A little walk on Summer Street
WARNING: For the historical thought experiment that follows, imagine there’s no traffic on Route 3A/Summer Street. Yes, it’s not easy, and if you can’t persuade yourself, please DON’T stand in the middle of the street! You have been warned!
Stand in the middle of Summer Street just south of Evergreen and face north to recreate this view. Competing merchants Myrick’s (the whole building since picked up and moved around the corner onto Evergreen) and Burges & Keith are to the left, the railroad crossing a directly ahead, and the Post Office block to the right. The hydrants on the sidewalk give one clue to the date: no earlier than 1887, when the water pipes were laid.
Watch out there’s a buggy coming!
Step aside for the buggy, turn around 180 degrees and look up the hill toward Green Street for this view. The stairs up to Myrick’s can just be seen at right, although the post and rail are different than in the preceding image. The water pipes ready to be installed on both sides of the street provide the date.
Ignore the caption — you’re still on Summer Street — and walk up the hill past Green. Turn around again. A little closer to the sidewalk, that’s right. A corner of the Kingston Inn (now the site of the Library) can be seen at left and the columns of the Frederic C. Adams Library at right.
Happy Thanksgiving!
Last year, a great color postcard really captured the festivities of the holiday, and the year before, a little dance card prompted a step into the many varieties of the quadrille. This year, Helen Foster provides a look back at Thanksgiving in Kingston history. Above, a preliminary sketch she drew for a publication by the Plimouth Plantation shows the hardy First Comers at dinner outside (OUTSIDE?). And below, something she designed that is both timely and useful in solving any gravy problems that might arise.
What other colors could they have possibly made?
Kingston Cops
In 1954 Town Meeting
Voted: That the sum of $2,200 be transferred from unappropriated available funds in the treasury for the purchase of a so-called station wagon type vehicle, to be used as an ambulance for the Police Department and authorize the Selectmen to turn in the present Hudson now owned by the Police Department, and apply the allowance thereof to the purchase price of the new vehicle.
They got the new station wagon type vehicle — a Dodge — just after that Town Meeting in March.
In his year-end report, Chief Goonan wrote that
64 ambulance trips [totaling 5,196 miles] were made with the new station-wagon type police car that was purchased after the March town meeting. On many occasions this piece of equipment has saved a life, and in so doing has paid for itself many times. Your cooperation in helping us to obtain this much needed piece of equipment is greatly appreciated.
Maybe one of those trips ended here…
New exhibit: An Army to Gather the Crop.
Back to the tropics?
Sometime back, coconuts mysteriously appeared in a “Kingston” photo.
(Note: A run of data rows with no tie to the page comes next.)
PR #11, opened 2015-05-11
Tracks Client crash on iOS 7 with unrecognized selector

### LINKED ISSUE #10: Crash on iOS 7 in TracksEvent validation
Crash with the following code as containsString isn't available in iOS 7:

`TracksEvent.m`
```
    } else if ([(NSString *)*ioValue containsString:@"-"]) {
```

props to @koke

astralbodies:
Fixes #10 

Use a method available in iOS 7 to determine if a string contains a dash character. Also updated the deployment target to iOS 7 from base (currently 8.2) to allow unit tests to find these problems in the future.


astralbodies:
Merging as I need to get this out :cry:

koke:
Late, but :shipit:

PR #17, opened 2015-06-09
Wrap all public persistence methods in performBlockAndWait

### LINKED ISSUE #16: Wrong thread when fetching on CoreData
On this line https://github.com/Automattic/Automattic-Tracks-iOS/blob/develop/Automattic-Tracks-iOS/TracksEventPersistenceService.m#L38

shouldn't be called a performBlockAndWait on the MOC?

astralbodies:
Fixes #16 

Wrap all persistence methods with `performBlockAndWait:` to make sure they're executed with some thread safety. This isn't a huge deal for WPiOS since the tracker thread is on its own thread but it prevents problems.

Needs Review: @SergioEstevao

### DIFF
--- a/Automattic-Tracks-iOS/TracksEventPersistenceService.m
+++ b/Automattic-Tracks-iOS/TracksEventPersistenceService.m
@@ -32,21 +32,25 @@
 
 - (NSArray *)fetchAllTracksEvents
 {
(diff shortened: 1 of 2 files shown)


SergioEstevao:
:shipit:

PR #23, opened 2015-08-03
Use a constant for setting the podspec version

### LINKED ISSUE #20: Automatically pull in client version number in events instead of fixed string
Refers to: https://github.com/Automattic/Automattic-Tracks-iOS/blob/b8dad1bdc8c417217bb29a7ec8ebe1d637c7f1a7/Automattic-Tracks-iOS/TracksService.m#L248

Store the current version of the client in the project and pull it out somehow. Because this project is being consumed as a CocoaPod, figure out the right way to persist the version number to be usable in the host project. CocoaPods might provide a macro we can use.

astralbodies:
Closes #20 

Establishes a version number for the library in TracksConstants.h/m which can be used in `TracksDeviceInformation` when sending events into the Nosara Tracks system. This same version number is now pulled into the podspec so the version number lives only in one place. Updating the version forces the constant to be updated.

Needs Review: @daniloercoli, @jleandroperez 

Thanks to @orta for the help coming up with this idea!

### DIFF
--- a/Automattic-Tracks-iOS.podspec
+++ b/Automattic-Tracks-iOS.podspec
@@ -13,5 +13,5 @@ Pod::Spec.new do |spec|
   spec.framework    = 'CoreTelephony'
 
   spec.dependency 'UIDeviceIdentifier', '~> 0.4'
-  spec.dependency 'CocoaLumberjack', '~> 2.0'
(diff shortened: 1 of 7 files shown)


jleandroperez:
Nice trick!  :shipit:

PR #24, opened 2015-08-05
Adds Reachability for resilience & WiFi detection

### LINKED ISSUE #2: Incorporate Reachability into project
Use Reachability to disable timer & provide WiFi indicator in DeviceInformation.

astralbodies:
Closes #2 

Reachability has been added to help with two specific tasks:
1. Detect when WiFi is in use for the `device_info_wifi_connected` property. Up until now every event has been set to NO.
2. Disable the timer to send events when the network is detected as being offline. This helps reduce potential battery drain continually attempting to hit the host.

**Testing:**
Use the TracksDemo application. The easiest way to test this is probably by adding an `NSLog` statement to `StatsServiceRemote` to dump out the `dataToSend` contents. You can then verify the right flags are attached to the events being sent to Tracks. Possible scenarios:

1. Turn on WiFi, record an event.
2. Turn off WiFi (wait like 2 secs for Reachability to detect) and record an event.
3. Turn off cellular + WiFi, record an event.
4. Turn off all data (airplane mode), record an event.

Depending on the device you're testing and if you have cellular and WiFi or just WiFi these scenarios will be a little different. Here is the expected outcome:

1. No data at all - Events will get recorded but WiFi will be listed as NO and the remote call & timer should never fire.
2. Only cellular - Events will get recorded, WiFi is listed as NO. Remote call should still happen, timer remains on and firing every 10sec.
3. Only WiFi - Events will get recorded, WiFi is listed as YES. Remote call should still happen, timer remains on and firing every 10sec.
4. Both cellular + WiFi - Events will get recorded, WiFi is listed as YES. Remote call should still happen, timer remains on and firing every 10sec.
5. App background - events should stop with one last attempt immediately upon backgrounding.

Needs Review: @jleandroperez 
cc: @daniloercoli


Automattic-Tracks-iOS/TracksService.m
```diff
@@ -199,6 +219,31 @@ - (void)didBecomeActive:(NSNotification *)notification
...
+    Reachability *reachability = (Reachability *)notification.object;
+    
+    // Because the containing app may already use Reachability, limit this to ours only.
+    if (reachability != self.reachability) {
+        return;
+    }
+
+    self.deviceInformation.isWiFiConnected = reachability.isReachableViaWiFi;
+    
+    if (reachability.isReachable == YES && self.isHostReachable == NO) {
```
jleandroperez: Please, *beware*: we had [a severe bug in Simperium](https://github.com/Simperium/simperium-ios/issues/287), which took blood to catch with the debugger, and caused lots of Out of Sync scenarios.

Reachability, when initialized to check networking against a specific domain, is not reliable (there was even a demo somewhere showing up corner cases, with Apple's own sample code).

Their recommendation (WWDC's labs) was to [initialize for Internet Connection check](https://github.com/Simperium/simperium-ios/blob/develop/Simperium/Simperium.m#L84), instead of host checks, and... just [verify the status of the currentReachability](https://github.com/Simperium/simperium-ios/blob/develop/Simperium/Simperium.m#L233) flag.

astralbodies:
For now I'm going to leave it as it is with the hostname check as I need WiFi detection. Doesn't look like WiFi detection works unless you're checking a hostname or address.

When the app is backgrounded, I do stop the notifier and force one more send of events to Tracks. When the app is foregrounded the notifier is started again. I'll keep an eye on things in development.

jleandroperez:
@astralbodies Acknowledged! if anything, please, just let me know!

PR #25, opened 2015-08-05
Sets user agent on events properly and also now on URL connection

### LINKED ISSUE #21: Evaluate User Agent
```
Android useragent: Nosara Client for Android/1.0.3
iOS useragent: WordPress/5.3.1 CFNetwork/711.4.6 Darwin/14.0.0
```

Make sure we're setting the user agent on connections make to the Tracks endpoint.

astralbodies:
Closes #21 

Sets the user agent on all of the tracks events. It was not being set but the functionality was there - it was an incomplete feature. The current user agent is still being used in the parent property calculation.

The user agent is also now being set on the NSURLConnection used to connect to the REST endpoint.

Not entirely sure what the best approach is to test this other than reviewing the events sent to Tracks or inspecting with Charles Proxy.

Needs Review: @aerych, @daniloercoli

### DIFF
--- a/Automattic-Tracks-iOS/TracksService.m
+++ b/Automattic-Tracks-iOS/TracksService.m
@@ -8,6 +8,7 @@
 @property (nonatomic, assign) BOOL timerEnabled;
 @property (nonatomic, strong) TracksContextManager *contextManager;
 
+@property (nonatomic, readonly) NSString *userAgent;
 @property (nonatomic, copy) NSString *username;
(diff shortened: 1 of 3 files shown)


aerych:
Tested with Charles and everything looked good. 
:shipit: from me. :)

astralbodies:
Your time is definitely appreciated @aerych! @daniloercoli we discussed this in Slack so I think we're good.

PR #29, opened 2015-08-06
Prevent long variable memory problems on 32-bit processors

### LINKED ISSUE #28: 32-bit devices getting strange timestamps due to memory limit
Calculate the timestamps in such a way that it doesn't require multiplying the NSTimeInternal by 1000 to get milliseconds. The number for time since 1970 is bigger than a 32-bit long. Events are getting rejected because the value isn't logical.

cc: @daniloercoli

astralbodies:
Closes #28 

On 32-bit devices it seems that our calculation for milliseconds since 1970 is too long to fit into memory. Instead of multiplying the double by 1000 to get a long, format the number and pad with three zeros.

Needs Review: @jleandroperez


jleandroperez:
Looks great! :shipit:

astralbodies:
@jleandroperez Can you review again? `lround` was the culprit.

jleandroperez:
Looking good. Way within `long long` range!

:shipit:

Today, the mystery was nearly solved, but not quite. This print by Huc Mazelet Luquiens, a Massachusetts-born artist known for his images of Hawaii, had been hidden between a silhouette of Abby Bosworth Holmes Jones and the back of the frame that held it. At first glance, it appeared to place the coconut party in Hawaii. Perhaps Abby and her husband Henry M. Jones bought this print as a souvenir of a trip to the islands, but no, the date at lower left is 1931. Abby died in 1922, Henry in 1926.
While the print links Kingston with tropics once again, reminding us that Kingston ships sailed the Pacific throughout the 19th century and into the 20th, still we wonder: where exactly was the coconut party?
Howland’s Lane Bridge
Two years ago, we noted that the wooden planks in the Howland’s Lane bridge over the railroad tracks needed to be replaced, an issue had been under discussion for a decade. The bridge, built in the 1870s and renovated during the 1930s, is now closed for repairs. Rocky Nook’s primary water main, carried over the tracks underneath the bridge, will also be upgraded. See here and here for details.
Here are few early images of the bridge and the surrounding area.
How peaceful is this setting in the fields. One can hardly imagine the many trains that now go to steadily stream to and from Plymouth each day.
The Standish monument already stood across the Bay, but other familiar elements were missing. Howland’s Lane was not yet unpaved. No water line crossed the bridge. No one lived in Rocky Nook. Gray’s Beach Park was still a marshy, rocky shore. Shade trees stood few and far between. It’s easy to imagine old Joshua Delano walking along the tracks, travelling from his warehouse at the wharf now named for him to his home on Main Street for his mid-day meal.